WORK TO BE COMPLETED: Look for the word "usage" in the data below, and copy every line that holds it.

========

PR #5248, opened 2025-10-01
Update openapi yml

Tomboyo:
This MR updates the OpenAPI yaml.

- The getConsuemr API now documents the 410: GONE response for when a consumer was deleted.


Ceiu:
The changes themselves look fine enough, but the PR/commit message should be updated to follow our standards:

- The commits should be squashed into a single commit, referencing the source Jira task where applicable
- The commit verbiage should be in past tense rather than present/future tense

PR #5455, opened 2026-04-06
[PQC] CANDLEPIN-1172: Removed extraneous key usage from generated certs

Ceiu:
- Certs generated by the X509CertificateBuilder will no longer include key usage flags for key or data encipherment


Ceiu:
Creating this as a draft PR as a temporary holding measure to allow downstream stakeholders a chance to test their flows to verify this won't break anything. I'm 99.9% certain it won't, but we'll do the nice thing and give them a chance to test everything here.

Ceiu:
This needs to be re-opened against main now that the PQC feature branch has been merged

========

FINISHED TASK:
[PQC] CANDLEPIN-1172: Removed extraneous key usage from generated certs
- Certs generated by the X509CertificateBuilder will no longer include key usage flags for key or data encipherment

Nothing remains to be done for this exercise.